2. cache / persist — Reusing Shared Results
If multiple actions use the same DataFrame, cache it to avoid recomputation.
from pyspark import StorageLevel
shared = df.filter(...).join(dim, "key") # intermediate result used in multiple places
shared.persist(StorageLevel.MEMORY_AND_DISK)
shared.write.parquet("out_a") # Job 1 (computes + caches here)
shared.groupBy("k").count().write... # Job 2 (reuses cache — no recomputation)
shared.filter("x>0").write... # Job 3 (reuses cache)
shared.unpersist() # release immediately once done| Principle | Why |
|---|---|
| Cache only what's used 2+ times | Caching a single-use result is pure waste |
MEMORY_AND_DISK | Spills to disk when memory runs short (safe) |
unpersist when done | Frees the Storage pool (prevents OOM) |
(For the problem of caching starving execution memory, see the separate post "Conquering PySpark Executor OOM".)
3. Checkpoints — Cutting Long Lineage
Cache keeps the lineage, but in iterative or complex pipelines the lineage grows so long that the planner slows down and recomputation after a failure gets expensive. checkpoint saves the result to disk and truncates the lineage.
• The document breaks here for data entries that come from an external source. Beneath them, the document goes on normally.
Issue #907, opened 2024-02-05
slow IO access in Ui Thread


jukzi:
during sampling full build of eclipse platform workspace i saw this:
![image](https://github.com/eclipse/lsp4e/assets/51790620/1cf69e77-6444-4306-9cb3-a3fea9fd01df)
callstack:
![image](https://github.com/eclipse/lsp4e/assets/51790620/2e4fdffc-6665-4535-b76d-4f3121854c5e)
![image](https://github.com/eclipse/lsp4e/assets/51790620/dd0bac48-7202-4f7c-8797-d1277b3f2df5)

at best UI thread would not  perform I/O at all, but at east it should not call super slow java.io.File.getCanonicalPath ()

jukzi:
![image](https://github.com/eclipse/lsp4e/assets/51790620/e9d45b1e-3cde-4497-8420-368a65f07c60)

mickaelistria:
findResourceFor is a basic workspace query, that doesn't deal with IO, so I've retitled the issue. Moreover, this particular method cannot be optimized as about all of its execution time is spent in Workspace.findFilesForLocationURI. 
This stack most likely come from refreshing the Outline view; the resource is necessary in order to compute markers for the given symbol. However, the `findResourceFor` operation can probably be cached somehow in the label provider: IIRC, it's a stateful class that lives as long as LSP4E provides an outline, so caching the URI->resolution result in it might work and save most calls to `findResourceFor`.

jcompagner:
i have the same thing, i just need to have the outline view closed because with it it is very hard to work inside editors..

ghentschke:
The next step would be to refactor the `org.eclipse.lsp4e.outline.LSSymbolsContentProvider` to support partial results as described [here](https://github.com/eclipse-lsp4j/lsp4j/issues/815#issuecomment-1975121777)
and use something like `org.eclipse.jface.databinding.viewers.ObservableListTreeContentProvider<E>` to support lazy loading.

sebthom:
Caching has been implemented.

PR #1172, opened 2025-01-12
perf: add findResourceFor(URI) cache to SymbolsLabelProvider #907

sebthom:
This caches the repeated findResourceFor(URI) calls in SymbolsLabelProvider.getImage() that can result in performance issues as described in #907

### DIFF
--- a/org.eclipse.lsp4e/src/org/eclipse/lsp4e/outline/SymbolsLabelProvider.java
+++ b/org.eclipse.lsp4e/src/org/eclipse/lsp4e/outline/SymbolsLabelProvider.java
@@ -11,6 +11,7 @@
  *******************************************************************************/
 package org.eclipse.lsp4e.outline;
 
+import static org.eclipse.lsp4e.LSPEclipseUtils.findResourceFor;
 import static org.eclipse.lsp4e.internal.NullSafetyHelper.castNullable;
 
 import java.net.URI;
@@ -91,6 +92,7 @@ public class SymbolsLabelProvider extends LabelProvider
 	 * value: array of images decorated with marker for severity (index + 1)
 	 */
 	private final Map<Image, Image[]> overlays = new HashMap<>();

spark.sparkContext.setCheckpointDir("s3://bucket/checkpoints")
# Cut lineage after an iterative/complex step
result = complex_iterative_step(df)
result = result.checkpoint() # save to disk + lineage truncate| cache | checkpoint | |
|---|---|---|
| Storage | Memory/disk | Reliable storage |
| Lineage | Kept | Truncated |
| Use case | Reuse | Cutting long lineage / iterations |
For iterative algorithms (graphs, hierarchies), checkpoint is essential (see the separate posts "PySpark GraphFrames" and "Recursive and Hierarchical Data").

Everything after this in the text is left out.